Figure 1: FORTIFERRUM®+ absorbing mechanism in the M cells of the intestine by endocytosis. Liposomes are completely transported by the lymphatic system to the liver, where the ferric pyrophosphate is released by degradation of the liposome.
BIOAVAILABILITY OF FORTIFERRUM®+
It was performed a comparative study of the absorption and bioavailability of FORTIFERRUM®+ liposomal iron with other iron salts contained in other products marketed. The study showed that both absorption and bioavailability of ferric pyrophosphate of FORTIFERRUM®+ are notoriously higher than those presented by other iron compounds used in the comparison.
It was proved that FORTIFERRUM®+ absorption is between 2 to 4 times higher than for the other salts as free ferric pyrophosphate, ferrous sulfate or iron gluconate which confirms the stability and effectiveness of FORTIFERRUM®+ liposomal iron.
Vitamin C
To improve its effectiveness and compensate iron deficiencies in an optimal way, FORTIFERRUM®+ formula contains also vitamin C which is the most potent iron absorption enhancer. Vitamin C has the ability to reduce the iron in order to prevent the reaction with other compounds forming insoluble salts whose absorption is greatly reduced.
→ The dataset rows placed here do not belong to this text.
PR #1003, opened 2021-02-01
Use iterator-like API for reading

djc:


quinn-proto/src/connection/streams/recv.rs
```diff
@@ -257,71 +198,179 @@ impl Recv {
...
+        let status = match &chunk {
+            Some(chunk) => {
+                self.read += chunk.bytes.len() as u64;
+                ReadStatus::Readable
+            }
+            None => match rs.state {
+                RecvState::Recv { size } => {
+                    if size == Some(rs.end) && rs.assembler.bytes_read() == rs.end {
+                        self.streams.stream_freed(self.id, StreamHalf::Recv);
+                        self.fused = Some(ReadStatus::Finished);
```
Matthias247, line 262: Maybe assign `fused` after the match block, for the `status != ReadStatus::Readable` case

Matthias247: A more descriptive name than `fused` could also be nice. I know it resembles the iterator stuff. But for someone not familiar with those APIs it just sounds like a weird word.

quinn-proto/src/connection/streams/recv.rs
```diff
@@ -257,71 +198,179 @@ impl Recv {
...
+            Some(rs) => rs,
+            None => return ShouldTransmit(false),
+        };
+
+        let (_, max_stream_data) = rs.max_stream_data(self.streams.stream_receive_window);
+        let max_data = self.streams.add_read_credits(self.read);
+        let max_dirty = self.streams.take_max_streams_dirty(self.id.dir());
+        self.pending
+            .post_read(self.id, max_data, max_stream_data, max_dirty);
+        max_data | max_stream_data | ShouldTransmit(max_dirty)
```
Matthias247, line 304: Weren't those 2 separate code path before? One one whether max data or max stream data frames could be converted, and one for max streams. I guess if it's only about signalling that something needs to be transmitted then unifying them is great. But if something makes a distinction what to transmit based on the return value it might not work.

quinn-proto/src/connection/streams/recv.rs
```diff
@@ -257,71 +198,179 @@ impl Recv {
...
+                    self.streams.stream_freed(self.id, StreamHalf::Recv);
+                    self.fused = Some(ReadStatus::Reset(error_code));
+                    ReadStatus::Reset(error_code)
+                }
+                RecvState::Closed => unreachable!(),
+            },
+        };
+
+        let mut should_transmit = ShouldTransmit(false);
+        if status != ReadStatus::Readable {
```
Matthias247, line 281: Is this condition right? if we have a large receive buffer which is full, and the user only reads 25% of it, we would need to send an update. But the state would stay at readable.

quinn-proto/src/connection/streams/recv.rs
```diff
@@ -257,71 +198,179 @@ impl Recv {
...
+        max_data | max_stream_data | ShouldTransmit(max_dirty)
+    }
 }
 
-impl BytesRead for ReadChunks {
-    fn bytes_read(&self) -> u64 {
-        self.read as u64
+impl<'a> Drop for Chunks<'a> {
+    fn drop(&mut self) {
+        let _ = self.finalize();
```
Matthias247, line 310: who executes the transmit if we are dropping the result?

quinn/src/streams.rs
```diff
@@ -427,8 +442,25 @@ where
...
+                let result = chunks.next(usize::MAX);
+                if let Some(chunk) = result.chunk {
+                    bufs[read] = chunk.bytes;
+                    read += 1;
+                    if read == bufs.len() {
+                        return Ok((read, read > 0, result.status, chunks.finalize()));
+                    }
+                }
+                if result.status != ReadStatus::Readable {
+                    return Ok((read, read > 0, result.status, result.should_transmit));
```
Matthias247, line 460: Are intermediate `.status` and `.should_transmit` results not relevant? I think this would require that the final values always accumulate/contain the previous values.

quinn-proto/src/connection/streams/recv.rs
djc: The `pending.post_read()` call should ensure that both are sent; returning the `ShouldTransmit` to the caller is just about helping the caller decide whether calling `poll_transmit()` is necessary.

quinn-proto/src/connection/streams/recv.rs
djc: I don't think it would be efficient to suggest to the caller that they `poll_transmit()` if there is yet more data to read, right? They should ideally read out all of the available data and then inspect `ShouldTransmit` to see if polling for packets to be sent is necessary.

quinn-proto/src/connection/streams/recv.rs
djc: It has to be initiated by someone. To be fair, I don't think this is any worse than what we have today. And this would only happen if the caller did not read out `next()` until it contained `status != Readable`.

quinn/src/streams.rs
djc: If you look at `Chunks::next()`, `status` will always be `Readable` if `chunk` is not `None`, and `should_transmit` will always be `ShouldTransmit(false)`, by definition. Maybe the definition is wrong, but the handling here seems fine.

quinn-proto/src/connection/streams/recv.rs
Matthias247: There is no need or guarantee that a caller will read all available data. E.g. a HTTP/3 server might just enough chunks until it determines it got the header of a request. As soon as it has the header it might execute some business logic - e.g. connecting to a upstream service, preparing a response, etc. That might take hundreds of ms, and for that time it won't bother reading more buffered data. However this shouldn't block the peer from at least sending some more data.

It's the same as there is no expectation that a user of a TCP socket immediately drains it completely, instead of letting data being buffered in there.

quinn/src/streams.rs
Ralith: > status will always be Readable if chunk is not None

Off the cuff, that sounds like maybe we should actually have a `Result<Chunk, Status>`.

djc: So maybe the return type should be `(Result<Option<Chunk>, ReadError>, ShouldTransmit)`?

Ralith: Right, similar to the current interface, except with the new iterator layer.

quinn-proto/src/connection/streams/recv.rs
djc: I've replaced this with a `State` enum.

quinn-proto/src/connection/streams/recv.rs
djc: I completely rewrote this part to be much more like the current logic.

quinn-proto/src/connection/streams/recv.rs
djc: Good idea, done.

quinn/src/streams.rs
djc: Reverted to pretty much the current return types, I think these changes didn't improve things.

quinn-proto/src/connection/streams/recv.rs
```diff
@@ -257,71 +198,179 @@ impl Recv {
...
-    pub read: usize,
+    /// Read the next chunk from the stream
+    ///
+    /// Return the next chunk of data from the stream, if any are available. `max_length` may be
+    /// used to restrict the maximum size of the returned `Bytes` (but `usize::MAX` is supported,
+    /// too).
+    pub fn next(&mut self, max_length: usize) -> ReadResult {
+        if let Some(status) = &self.fused {
+            return ReadResult::from_status(*status);
+        }
```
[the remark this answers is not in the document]
djc: That basically means we'd panic when callers call `next()` again after an error, right? I think I'd prefer fusing (but see the current take on this, which is somewhat different).

quinn-proto/src/connection/streams/recv.rs
```diff
@@ -257,71 +198,179 @@ impl Recv {
...
+                        ReadStatus::Blocked
+                    }
+                }
+                RecvState::ResetRecvd { error_code, .. } => {
+                    rs.state = RecvState::Closed;
+                    self.streams.stream_freed(self.id, StreamHalf::Recv);
+                    self.fused = Some(ReadStatus::Reset(error_code));
+                    ReadStatus::Reset(error_code)
+                }
+                RecvState::Closed => unreachable!(),
```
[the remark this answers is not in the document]
djc: That's no longer the case. It still feels like the state management could be improved here (are `Recv::stopped` and `Recv::state` overlapping?), but I'd rather punt that to a future improvement.

quinn-proto/src/connection/streams/recv.rs
```diff
@@ -257,71 +198,179 @@ impl Recv {
...
+
+        let mut should_transmit = ShouldTransmit(false);
+        if status != ReadStatus::Readable {
+            should_transmit = self.finalize();
+        }
+
+        ReadResult {
+            chunk,
+            status,
+            should_transmit,
```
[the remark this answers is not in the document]
djc: I think this is fixed.

Matthias247:
One alternative to this kind of change is implement a `BytesSink` in the spirit of `BytesSource` in #1013, and rebase all read APIs based on that. 

I'm however not sure if those kinds of APIs should be purely internals of quinn-proto, or get full public APIs

quinn-proto/src/connection/streams/recv.rs
```diff
@@ -257,6 +247,89 @@ impl Recv {
...
+    }
+
+    pub(crate) fn next(&mut self, max_length: usize) -> Result<Option<Chunk>, ReadError> {
+        let mut rs = self.recv.take().unwrap();
+        if let Some(chunk) = rs.assembler.read(max_length, self.ordered) {
+            let (_, max_stream_data) = rs.max_stream_data(self.streams.stream_receive_window);
+            let max_data = self.streams.add_read_credits(chunk.bytes.len() as u64);
+            self.pending
+                .post_read(self.id, max_data, max_stream_data, false);
+            self.streams.recv.insert(self.id, rs);
```
Ralith: Within the scope of this specific commit, this doesn't make sense; we should put `rs` back into `self.recv` so futures calls to `next` will succeed.

quinn-proto/src/connection/streams/recv.rs
```diff
@@ -312,56 +274,75 @@ impl<'a> Chunks<'a> {
...
+                        Self::done(rs, self.read, self.id, self.streams, self.pending);
+                    let old = mem::replace(
+                        &mut self.state,
+                        ChunksState::Error(ReadError::Blocked, should_transmit),
+                    );
+
+                    let rs = match old {
+                        ChunksState::Readable(rs) => rs,
+                        _ => unreachable!(),
+                    };
```
Ralith, line 290: Could we move out of `self.state` at the start of the function without running afoul of borrowck, and thereby avoid the `unreachable!()` here?

quinn-proto/src/connection/streams/recv.rs
```diff
@@ -381,27 +362,6 @@ pub enum ReadError {
     /// The stream has not been opened or was already stopped, finished, or reset
     #[error("unknown stream")]
     UnknownStream,
-    /// Attempted an ordered read following an unordered read
-    ///
-    /// Performing an unordered read allows discontinuities to arise in the receive buffer of a
-    /// stream which cannot be recovered, making further ordered reads impossible.
-    #[error("ordered read after unordered read")]
-    IllegalOrderedRead,
```
Ralith, line 316: Let's remove this case in the previous commit, where the `ReadableError` case that takes its place is introduced.

quinn/src/streams.rs
```diff
@@ -371,10 +371,23 @@ where
...
+                match chunks.next(buf.remaining()) {
+                    Ok(Some(chunk)) => {
+                        buf.put_slice(&chunk.bytes);
+                        read = true;
+                    }
+                    Ok(None) | Err(_) if read => return Ok(Some(())),
+                    Ok(None) => return Ok(None),
+                    Err(e) => return Err(e),
+                }
+            }
```
Ralith, line 390: This pattern (and below) can lose errors. Consider what happens when both data and an error are waiting. If the application reads all the data, the error will not be reported, but the stream's state (error included) may then be disposed. The next read call may then see `UnknownStream` rather than the correct error.

Rather than fusing errors in `Chunks`, which is short lived, we should do so here at the high level, where they're guaranteed to be preserved as long as we like.

quinn/src/streams.rs
```diff
@@ -428,7 +439,27 @@ where
         cx: &mut Context,
         bufs: &mut [Bytes],
     ) -> Poll<Result<Option<usize>, ReadError>> {
-        self.poll_read_generic(cx, |conn, stream| conn.inner.read_chunks(stream, bufs))
+        self.poll_read_generic(cx, true, |chunks| {
+            let mut read = 0;
+            loop {
+                if read >= bufs.len() {
+                    return match read {
+                        0 => Ok(None),
```
Ralith, line 447: Would this cause us to return `Ok(None)` for a non-finished stream when `bufs.len() == 0`?

Ralith (changes requested):

Ralith:
> One alternative to this kind of change is implement a BytesSink in the spirit of BytesSource in #1013, and rebase all read APIs based on that.

I tend to favor pull-based over push-based APIs, because they give the caller more freedom over e.g. control flow.

quinn-proto/src/connection/streams/recv.rs
djc: There no longer is a previous commit? I think you may have reviewed some out-of-date commits as well as the current ones...

quinn-proto/src/connection/streams/recv.rs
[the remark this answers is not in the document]
djc: Not all error cases will result in `UnknownStream` though (in particular, `Blocked`).

quinn/src/streams.rs
djc: Yeah, I wasn't sure how to handle the case where `bufs.len() == 0`. Maybe that needs a new `ReadError` variant?

quinn-proto/src/connection/streams/recv.rs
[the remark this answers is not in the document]
Ralith: Ah, right. I'm still a bit concerned that this can mask caller bugs though, especially since we're usually going to be the caller.

quinn-proto/src/connection/streams/recv.rs
Ralith: Github is currently displaying two commits for this PR. "The previous commit" refers to 7b3953ae58f6bedefa2908ec6d7a327c036c59bf.

quinn/src/streams.rs
Ralith: What's wrong with `Ok(Some(0))`?

quinn-proto/src/connection/streams/recv.rs
Ralith: On review, I think this comment is confusing because it's being displayed on the "all commits" view; the intended reading is on the second commit's diff, where `ReadError::IllegalOrderedRead` was removed.

quinn/src/streams.rs
djc: Yeah, I guess that is correct.

djc:
I'm not sure if it still makes sense to have the first commit separately and/or if the second commit can be split into more parts (I suspect not). This seems to pass the tests for me locally.

quinn/src/streams.rs
djc: This is done.

quinn-proto/src/connection/streams/recv.rs
```diff
@@ -257,6 +247,89 @@ impl Recv {
...
+
+        match rs.state {
+            RecvState::ResetRecvd { error_code, .. } => {
+                rs.state = RecvState::Closed;
+                self.streams.stream_freed(self.id, StreamHalf::Recv);
+                self.pending
+                    .post_read(self.id, ShouldTransmit(false), ShouldTransmit(false), true);
+                Err(ReadError::Reset(error_code))
+            }
+            RecvState::Closed => Err(ReadError::UnknownStream),
```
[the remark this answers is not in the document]
djc: Marked as `unreachable!()`.

quinn-proto/src/connection/streams/recv.rs
djc: Yup, that looks to make more sense.

djc: It does end up being a little ugly, having to restore the state in 3 additional places. See what you think?

quinn-proto/src/connection/streams/recv.rs
```diff
@@ -258,40 +199,152 @@ impl Recv {
...
+            state: ChunksState::Readable(recv),
+            read: 0,
+        })
+    }
+
+    /// Next
+    ///
+    /// Should call finalize() when done calling this.
+    pub fn next(&mut self, max_length: usize) -> Result<Option<Chunk>, ReadError> {
+        let mut rs = match mem::replace(&mut self.state, ChunksState::Finalized) {
```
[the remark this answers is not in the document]
djc: Compiler says no:

```rust
error[E0507]: cannot move out of `self.state.0` which is behind a mutable reference
   --> quinn-proto/src/connection/streams/recv.rs:239:28
    |
239 |         let mut rs = match self.state {
    |                            ^^^^^^^^^^ help: consider borrowing here: `&self.state`
240 |             ChunksState::Readable(rs) => rs,
    |                                   -- data moved here
241 |             ChunksState::Error(e, st) => {
    |                                - ...and here
    |
    = note: move occurs because these variables have types that don't implement the `Copy` trait
```

Unless you know of any workarounds for this?

quinn/src/streams.rs
```diff
@@ -482,43 +547,60 @@ where
...
         cx: &mut Context,
+        ordered: bool,
         mut read_fn: T,
     ) -> Poll<Result<Option<U>, ReadError>>
     where
-        T: FnMut(
-            &mut crate::connection::ConnectionInner<S>,
-            StreamId,
-        ) -> Result<Option<U>, proto::ReadError>,
+        T: FnMut(&mut Chunks) -> (Option<U>, Result<Option<()>, proto::ReadError>),
```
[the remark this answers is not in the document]
djc: This is the resulting change:

```diff
diff --git a/quinn/src/streams.rs b/quinn/src/streams.rs
index 69bd8ffc..c37314bd 100644
--- a/quinn/src/streams.rs
+++ b/quinn/src/streams.rs
@@ -386,7 +386,7 @@ where
                             true => Some(()),
                             false => None,
                         },
-                        Ok(Some(())),
+                        Ok(false),
                     );
                 }
 
@@ -401,7 +401,7 @@ where
                                 true => Some(()),
                                 false => None,
                             },
-                            res.map(|inner| inner.map(|_| ())),
+                            res.map(|inner| inner.is_none()),
                         )
                     }
                 }
@@ -437,8 +437,8 @@ where
         ordered: bool,
     ) -> Poll<Result<Option<Chunk>, ReadError>> {
         self.poll_read_generic(cx, ordered, |chunks| match chunks.next(max_length) {
-            Ok(Some(chunk)) => (Some(chunk), Ok(Some(()))),
-            res => (None, res.map(|inner| inner.map(|_| ()))),
+            Ok(Some(chunk)) => (Some(chunk), Ok(false)),
+            res => (None, res.map(|inner| inner.is_none())),
         })
     }
 
@@ -473,7 +473,7 @@ where
                             0 => None,
                             n => Some(n),
                         },
-                        Ok(Some(())),
+                        Ok(false),
                     );
                 }
 
@@ -488,7 +488,7 @@ where
                                 0 => None,
                                 n => Some(n),
                             },
-                            res.map(|inner| inner.map(|_| ())),
+                            res.map(|inner| inner.is_none()),
                         )
                     }
                 }
@@ -551,7 +559,7 @@ where
         mut read_fn: T,
     ) -> Poll<Result<Option<U>, ReadError>>
     where
-        T: FnMut(&mut Chunks) -> (Option<U>, Result<Option<()>, proto::ReadError>),
+        T: FnMut(&mut Chunks) -> (Option<U>, Result<bool, proto::ReadError>),
     {
         use proto::ReadError::*;
         if self.all_data_read {
@@ -576,8 +584,8 @@ where
         };
 
         match result {
-            Ok(Some(())) => Poll::Ready(Ok(done)),
-            Ok(None) => {
+            Ok(false) => Poll::Ready(Ok(done)),
+            Ok(true) => {
                 self.all_data_read = true;
                 Poll::Ready(Ok(done))
             }
```

I don't think it's a clear win, and I find reasoning about the semantics actually harder because the second element moves away from the established `Option` semantics for stream ending. (Quickly, does `true` mean you can ask the stream for more data or does it mean the stream was done?)

(All the matches are actually about the first element, but that has to actually pack a value to return to its caller.)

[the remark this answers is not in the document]
djc: I guess we could use a struct with named fields for the return value here, but the caller just ends up destructing it immediately (and naming its fields), so it doesn't help that much...

quinn-proto/src/connection/streams/recv.rs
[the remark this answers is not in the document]
djc: Ah, you're right! That's much nicer -- I feel stupid for not having noticed it.

quinn-proto/src/connection/streams/recv.rs
djc: (Continued in https://github.com/quinn-rs/quinn/pull/1003#discussion_r581647348.)

quinn/src/streams.rs
```diff
@@ -428,7 +460,40 @@ where
...
+
+        self.poll_read_generic(cx, true, |chunks| {
+            let mut read = 0;
+            loop {
+                if read >= bufs.len() {
+                    return (
+                        match read {
+                            0 => None,
+                            n => Some(n),
+                        },
```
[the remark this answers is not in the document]
djc: Fair point, fixed and added a comment about this.

quinn/src/streams.rs
```diff
@@ -482,43 +547,60 @@ where
     fn poll_read_generic<T, U>(
```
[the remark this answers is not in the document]
djc: Added a bunch of comments to try and make things more clear. Better?

quinn-proto/src/connection/streams/recv.rs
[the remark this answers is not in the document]
Ralith: Nope, just wasn't sure where rustc's line in the sand was. Thanks for having a go at it.

quinn/src/streams.rs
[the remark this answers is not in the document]
Ralith: Much, thanks!

quinn/src/streams.rs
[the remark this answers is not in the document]
Ralith: One of the things that gave me a lot of pause in the first pass were the nested `map`s, especially as the inner closure will never be invoked since we've separately matched the `Ok(Some(_))` case. We could even replace the inner `map`/`is_none` with a constant, perhaps justified by a comment.

Neither `Option<()>` nor `bool` are particularly readable in and of themselves, even if the former has a correspondence to the ultimate return value. Maybe a special-purpose enum would be a better way to go?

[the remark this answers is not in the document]
djc: Hmm, I like that. What do you think of this approach?

quinn/src/streams.rs
```diff
@@ -479,46 +539,88 @@ where
...
         cx: &mut Context,
+        ordered: bool,
         mut read_fn: T,
     ) -> Poll<Result<Option<U>, ReadError>>
     where
-        T: FnMut(
-            &mut crate::connection::ConnectionInner<S>,
-            StreamId,
-        ) -> Result<Option<U>, proto::ReadError>,
+        T: FnMut(&mut Chunks) -> (Option<U>, Result<ReadStatus, proto::ReadError>),
```
Ralith, line 271: Is `(None, Ok(Readable))` a valid state? Should this be `(Option<U>, Result<(), proto::ReadError>)`?

quinn/src/streams.rs
```diff
@@ -479,46 +539,88 @@ where
...
+                    conn.blocked_readers.insert(self.stream, cx.waker().clone());
+                    Poll::Pending
+                }
+            },
+            Err(Reset(error_code)) => match read {
+                None => {
+                    self.all_data_read = true;
+                    Poll::Ready(Err(ReadError::Reset(error_code)))
+                }
+                done => {
```
Ralith, line 319: `done@Some(_)` for clarity

quinn/src/streams.rs
Ralith: Valid states:
- (Some, Ok(Readable))
- (Some, Ok(Finished))
- (Some, Err)
- (None, Ok(Finished))
- (None, Err)

No, that wouldn't work because `(Some, Ok(Finished))` is valid. How about this?
```
enum ReadResult<U> {
  Nonempty(U, Result<ReadStatus, proto::ReadError>),
  Empty(Result<(), proto::ReadError>),
}
```

(terrible naming, please improve)

Ralith: Better yet, I think this is algebraically equivalent, but much saner:
```rust
enum ReadResult<U> {
    Readable(U),
    Finished(Option<U>),
    Failed(Option<U>, proto::ReadError),
}
```

djc: The latter does not seem like an improvement:

```diff
diff --git a/quinn/src/streams.rs b/quinn/src/streams.rs
index 9e7fcfef..317b973a 100644
--- a/quinn/src/streams.rs
+++ b/quinn/src/streams.rs
@@ -381,13 +381,7 @@ where
             let mut read = false;
             loop {
                 if buf.remaining() == 0 {
-                    return (
-                        match read {
-                            true => Some(()),
-                            false => None,
-                        },
-                        Ok(ReadStatus::Readable),
-                    );
+                    return ReadStatus::Readable(());
                 }
 
                 match chunks.next(buf.remaining()) {
@@ -395,13 +389,19 @@ where
                         buf.put_slice(&chunk.bytes);
                         read = true;
                     }
-                    res => {
-                        return (
+                    Ok(None) => {
+                        return ReadStatus::Finished(match read {
+                            true => Some(()),
+                            false => None,
+                        })
+                    }
+                    Err(e) => {
+                        return ReadStatus::Failed(
                             match read {
                                 true => Some(()),
                                 false => None,
                             },
-                            res.map(|inner| inner.into()),
+                            e,
                         )
                     }
                 }
@@ -554,7 +554,7 @@ where
         mut read_fn: T,
     ) -> Poll<Result<Option<U>, ReadError>>
     where
-        T: FnMut(&mut Chunks) -> (Option<U>, Result<ReadStatus, proto::ReadError>),
+        T: FnMut(&mut Chunks) -> ReadStatus<U>,
     {
         use proto::ReadError::*;
         if self.all_data_read {
@@ -568,26 +568,25 @@ where
 
         // If we stored an error during a previous call, return it now. This can happen if a
         // `read_fn` both wants to return data and also returns an error in its final stream status.
-        let (read, result) = match self.reset.take() {
-            Some(code) => (None, Err(Reset(code))),
+        let status = match self.reset.take() {
+            Some(code) => ReadStatus::Failed(None, Reset(code)),
             None => {
                 let mut chunks = conn.inner.read(self.stream, ordered)?;
-                let (read, result) = read_fn(&mut chunks);
+                let status = read_fn(&mut chunks);
                 if chunks.finalize().should_transmit() {
                     conn.wake();
                 }
-                (read, result)
+                status
             }
         };
 
-        match result {
-            Ok(status) => {
-                if let ReadStatus::Finished = status {
-                    self.all_data_read = true;
-                }
+        match status {
+            ReadStatus::Readable(read) => Poll::Ready(Ok(Some(read))),
+            ReadStatus::Finished(read) => {
+                self.all_data_read = true;
                 Poll::Ready(Ok(read))
             }
-            Err(Blocked) => match read {
+            ReadStatus::Failed(read, Blocked) => match read {
                 Some(val) => Poll::Ready(Ok(Some(val))),
                 None => {
                     if let Some(ref x) = conn.error {
@@ -597,7 +596,7 @@ where
                     Poll::Pending
                 }
             },
-            Err(Reset(error_code)) => match read {
+            ReadStatus::Failed(read, Reset(error_code)) => match read {
                 None => {
                     self.all_data_read = true;
                     Poll::Ready(Err(ReadError::Reset(error_code)))
@@ -611,18 +610,10 @@ where
     }
 }
 
-enum ReadStatus {
-    Readable,
-    Finished,
-}
-
-impl<T> From<Option<T>> for ReadStatus {
-    fn from(val: Option<T>) -> Self {
-        match val {
-            Some(_) => ReadStatus::Readable,
-            None => ReadStatus::Finished,
-        }
-    }
+enum ReadStatus<T> {
+    Readable(T),
+    Finished(Option<T>),
+    Failed(Option<T>, proto::ReadError),
 }
 
 /// Future produced by [`RecvStream::read_to_end()`].
```

djc: Okay, I figured out how to make it work. Should be good.

quinn/src/streams.rs
```diff
@@ -479,46 +518,88 @@ where
...
     }
 
+    /// Handle common logic related to reading out of a receive stream
+    ///
+    /// This takes an `FnMut` closure that takes care of the actual reading process, matching
+    /// the detailed read semantics for the calling function with a particular return type.
+    /// The closure can read from the passed `&mut Chunks` and has to return a result in two parts:
+    ///
+    /// * Amount of data read, in the type expected by the calling read method
+    /// * Status after the final read, with the `Ok` value denoting whether the stream has finished
```
Ralith, line 242: Description of the return value needs to be updated

Ralith (dismissed):

quinn/src/streams.rs
djc: Done.

Ralith (approved):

The significant increase in iron bioavailability caused by vitamin C is maintained even in the presence of inhibitors such as phytates, tannins or calcium and also in the presence of the characteristic alkaline pH of the intestine where the absorption of iron takes place. Vitamin C contained in FORTIFERRUM®+ not only enhances the absorption of liposomal iron, but also enhances the absorption of iron ingested with the diet. Moreover, vitamin C has other beneficial properties that improve the hematologic status since it facilitates the mobilization of iron deposits and active enzymes capable of converting folate to its active form protecting erythrocytes against oxidative damage.